**The records**
PR #583, opened 2026-04-27
feat(inkless): POD-2394 Implement read path for consolidated logs

viktorsomogyi:
Consolidated read will be done by prioritizing local logs whenever possible. This means that if the log is consolidating and if the fetched offset falls in the local offset space, meaning fetched offset < localLog.logEndOffset, then read from local logs. Otherwise read from diskless.

In case of diskless partitions that aren't consolidaing, read should be decided based on disklessStartOffset. That means that if there is a diskless offset, then read from the diskless offsets, otherwise read from the local log.

### DIFF
--- a/core/src/main/scala/kafka/server/ReplicaManager.scala
+++ b/core/src/main/scala/kafka/server/ReplicaManager.scala
@@ -1999,7 +1999,7 @@ class ReplicaManager(val config: KafkaConfig,
     }
 
     if (classicFetchInfos.isEmpty && disklessFetchInfosWithoutTopicId.isEmpty &&
-      invalidDisklessFetchResponses.isEmpty && invalidConsolidatingPartitionFetchResponses.nonEmpty) {
+      immediateFetchResponses.isEmpty && invalidConsolidatingPartitionFetchResponses.nonEmpty) {
       respond(Seq.empty)
       return
     }
--- a/core/src/main/scala/kafka/server/ReplicaManager.scala
+++ b/core/src/main/scala/kafka/server/ReplicaManager.scala
@@ -1912,14 +1912,22 @@ class ReplicaManager(val config: KafkaConfig,
 
     fetchInfos.foreach { case (tp, partitionData) =>
       val fetchInfo = tp -> partitionData
-      if (!_inklessMetadataView.isDisklessTopic(tp.topic())) {
+      val isDiskless = _inklessMetadataView.isDisklessTopic(tp.topic)
+      if (!isDiskless) {
         classicFetchInfos += fetchInfo
       } else {
         val classicToDisklessStartOffset = _inklessMetadataView.getClassicToDisklessStartOffset(tp.topicPartition())
-        val migrationPending =
-          classicToDisklessStartOffset == PartitionRegistration.CLASSIC_TO_DISKLESS_MIGRATION_PENDING
-        val shouldReadFromUnifiedLog = migrationPending || (
-          classicToDisklessStartOffset >= 0 && partitionData.fetchOffset < classicToDisklessStartOffset)
+        var shouldReadFromUnifiedLog = classicToDisklessStartOffset == PartitionRegistration.CLASSIC_TO_DISKLESS_MIGRATION_PENDING
+        val isConsolidatingPartition =
+          _inklessMetadataView.isConsolidatingDisklessTopic(tp.topic) &&
+            config.disklessRemoteStorageConsolidationEnabled
+        if (isConsolidatingPartition) {
+          shouldReadFromUnifiedLog = shouldReadFromUnifiedLog ||
+            getPartitionOrException(tp).log.exists(partitionData.fetchOffset < _.logEndOffset)
+        } else {
+          shouldReadFromUnifiedLog = shouldReadFromUnifiedLog ||
+            (classicToDisklessStartOffset >= 0 && partitionData.fetchOffset < classicToDisklessStartOffset)
+        }
 
         if (params.isFromFollower && !shouldReadFromUnifiedLog && classicToDisklessStartOffset >= 0) {
           // The partition has fully migrated to diskless and the follower is asking for an offset at or beyond it.
--- a/core/src/main/scala/kafka/server/ReplicaManager.scala
+++ b/core/src/main/scala/kafka/server/ReplicaManager.scala
@@ -1909,10 +1909,12 @@ class ReplicaManager(val config: KafkaConfig,
     val disklessFetchInfosWithoutTopicId = new mutable.ArrayBuffer[(TopicIdPartition, PartitionData)]()
     val classicFetchInfos = new mutable.ArrayBuffer[(TopicIdPartition, PartitionData)]()
     val immediateFetchResponses = new mutable.ArrayBuffer[(TopicIdPartition, FetchPartitionData)]()
+    val invalidConsolidatingPartitionFetchResponses = new mutable.ArrayBuffer[(TopicIdPartition, FetchPartitionData)]()
 
     fetchInfos.foreach { case (tp, partitionData) =>
       val fetchInfo = tp -> partitionData
       val isDiskless = _inklessMetadataView.isDisklessTopic(tp.topic)
+      var partitionAlreadyHandled = false
       if (!isDiskless) {
         classicFetchInfos += fetchInfo
       } else {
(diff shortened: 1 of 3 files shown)


core/src/main/scala/kafka/server/ReplicaManager.scala
```diff
@@ -1912,14 +1897,22 @@ class ReplicaManager(val config: KafkaConfig,
...
-          classicToDisklessStartOffset == PartitionRegistration.CLASSIC_TO_DISKLESS_MIGRATION_PENDING
-        val shouldReadFromUnifiedLog = migrationPending || (
-          classicToDisklessStartOffset >= 0 && partitionData.fetchOffset < classicToDisklessStartOffset)
+        var shouldReadFromUnifiedLog = classicToDisklessStartOffset == PartitionRegistration.CLASSIC_TO_DISKLESS_MIGRATION_PENDING
+        val isConsolidatingPartition =
+          _inklessMetadataView.isConsolidatingDisklessTopic(tp.topic) &&
+            config.disklessRemoteStorageConsolidationEnabled
+        if (isConsolidatingPartition) {
+          shouldReadFromUnifiedLog = shouldReadFromUnifiedLog ||
+            getPartitionOrException(tp).log.exists(partitionData.fetchOffset < _.logEndOffset)
```
jeqo: should we use `getPartitionOrError` to handle this more gracefully if a partition happen to be offline?

core/src/test/java/kafka/server/InklessConsolidatedDisklessTopicsTest.java
```diff
@@ -247,6 +254,22 @@ var record = recordFactory.apply(i);
...
+        configs.put(ConsumerConfig.AUTO_OFFSET_RESET_CONFIG, "earliest");
+        var consumedRecordsCount = 0L;
+        try (var consumer = new KafkaConsumer<>(configs)) {
+            consumer.subscribe(Collections.singletonList(topicName));
+            for  (int i = 0; i < numRecords; i++) {
+                var records = consumer.poll(Duration.ofMillis(1000));
+                consumedRecordsCount += records.count();
+            }
+        }
+        assertEquals(numRecords, consumedRecordsCount);
```
jeqo: polling based on the number of records could lead to flaky tests. Maybe a more robust approach could be: 
```suggestion
        try (var consumer = new KafkaConsumer<>(configs)) {
            consumer.subscribe(Collections.singletonList(topicName));
            while (consumedRecordsCount < numRecords) {
                var records = consumer.poll(Duration.ofMillis(1000));
                consumedRecordsCount += records.count();
                if (/* exceeded deadline */) break;
            }
        }
        assertEquals(numRecords, consumedRecordsCount);
```
or similar using `TestUtils.waitForCondition`

core/src/test/java/kafka/server/InklessConsolidatedDisklessTopicsTest.java
```diff
@@ -247,6 +254,22 @@ var record = recordFactory.apply(i);
         log.info("Produced {} records in total size {}", numRecords, totalSize);
     }
 
+    private void consumeAndVerify(Map<String, Object> configs, int numRecords) {
+        configs.put(ConsumerConfig.KEY_DESERIALIZER_CLASS_CONFIG, ByteArrayDeserializer.class.getName());
+        configs.put(ConsumerConfig.VALUE_DESERIALIZER_CLASS_CONFIG, ByteArrayDeserializer.class.getName());
+        configs.put(ConsumerConfig.GROUP_ID_CONFIG, "test-group-id");
+        configs.put(ConsumerConfig.AUTO_OFFSET_RESET_CONFIG, "earliest");
+        var consumedRecordsCount = 0L;
+        try (var consumer = new KafkaConsumer<>(configs)) {
```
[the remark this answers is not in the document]
viktorsomogyi: Will resolve in the next patch.

core/src/test/java/kafka/server/InklessConsolidatedDisklessTopicsTest.java
```diff
@@ -247,6 +254,22 @@ var record = recordFactory.apply(i);
         log.info("Produced {} records in total size {}", numRecords, totalSize);
     }
 
+    private void consumeAndVerify(Map<String, Object> configs, int numRecords) {
+        configs.put(ConsumerConfig.KEY_DESERIALIZER_CLASS_CONFIG, ByteArrayDeserializer.class.getName());
+        configs.put(ConsumerConfig.VALUE_DESERIALIZER_CLASS_CONFIG, ByteArrayDeserializer.class.getName());
+        configs.put(ConsumerConfig.GROUP_ID_CONFIG, "test-group-id");
+        configs.put(ConsumerConfig.AUTO_OFFSET_RESET_CONFIG, "earliest");
```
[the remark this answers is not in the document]
viktorsomogyi: Will resolve in the next patch.

core/src/test/java/kafka/server/InklessConsolidatedDisklessTopicsTest.java
viktorsomogyi: I have refactored this yesterday evening but forgot to push, so it looks a bit different now. Your suggestion can be included though, so I did that. Will be there in the next patch.

core/src/test/java/kafka/server/InklessConsolidatedDisklessTopicsTest.java
```diff
@@ -247,6 +254,22 @@ var record = recordFactory.apply(i);
...
+        var consumedRecordsCount = 0L;
+        try (var consumer = new KafkaConsumer<>(configs)) {
+            consumer.subscribe(Collections.singletonList(topicName));
+            for  (int i = 0; i < numRecords; i++) {
+                var records = consumer.poll(Duration.ofMillis(1000));
+                consumedRecordsCount += records.count();
+            }
+        }
```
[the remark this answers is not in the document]
viktorsomogyi: Resolved.

core/src/main/scala/kafka/server/ReplicaManager.scala
viktorsomogyi: Yes, probably a fallback to diskless would make sense.

core/src/main/scala/kafka/server/ReplicaManager.scala
```diff
@@ -1897,14 +1897,22 @@ class ReplicaManager(val config: KafkaConfig,
...
```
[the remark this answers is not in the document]
viktorsomogyi: Same comment as Jorge's, resolving.

core/src/main/scala/kafka/server/ReplicaManager.scala
viktorsomogyi: On a second thought I remember now that I couldn't really fall back to diskless because at this point I think there is no knowledge whether that offset is in the tiered space or the local one. I'll see if I can figure out something.

viktorsomogyi: I'll handle this now by using `getPartitionOrError` and returning the error in the fetch responses. We could in theory improve this with POD-1965 to fall back to diskless offsets if the fetchOffset is >= disklessStartOffset.

viktorsomogyi:
@jeqo resolved the comments, every comment is addressed in a separate commit to ease the review.

core/src/test/java/kafka/server/InklessConsolidatedDisklessTopicsTest.java
```diff
@@ -230,23 +238,64 @@ public void testNewConsolidatedDisklessTopics() throws Exception {
...
+                records.forEach(r -> {
+                    var tp = new TopicPartition(r.topic(), r.partition());
+                    offsetsByPartition.computeIfAbsent(tp, __ -> new ArrayList<>()).add(r.offset());
+                });
+                consumedCount.addAndGet(records.count());
+                return consumedCount.get() >= expectedTotalRecords;
+            }, 60_000, "Not all records have been consumed");
+            // Monotonicity + no gaps per partition
+            offsetsByPartition.forEach((tp, offsets) -> {
+                offsets.sort(Long::compareTo);
```
jeqo: ordering should be guaranteed by the log, so no need for reordering here -- more if ordering is being tested after. We can just drop this line I think.
```suggestion
```

jeqo (commented):
LGTM, just a minor comment on one of the tests.

core/src/test/java/kafka/server/InklessConsolidatedDisklessTopicsTest.java
viktorsomogyi: Done, removed it in the latest patch.

AnatolyPopov (approved):
LGTM

jeqo (approved):

core/src/main/scala/kafka/server/ReplicaManager.scala
viktorsomogyi: I'll handle this now by using `getPartitionOrError` and returning the error in the fetch responses. We could in theory improve this with POD-1965 to fall back to diskless offsets if the fetchOffset is >= disklessStartOffset.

**How to complete this task**
Output the listing verbatim through the "Consolidated read will" line.

**Response below**
PR #583, opened 2026-04-27
feat(inkless): POD-2394 Implement read path for consolidated logs

viktorsomogyi:
Consolidated read will be done by prioritizing local logs whenever possible. This means that if the log is consolidating and if the fetched offset falls in the local offset space, meaning fetched offset < localLog.logEndOffset, then read from local logs. Otherwise read from diskless.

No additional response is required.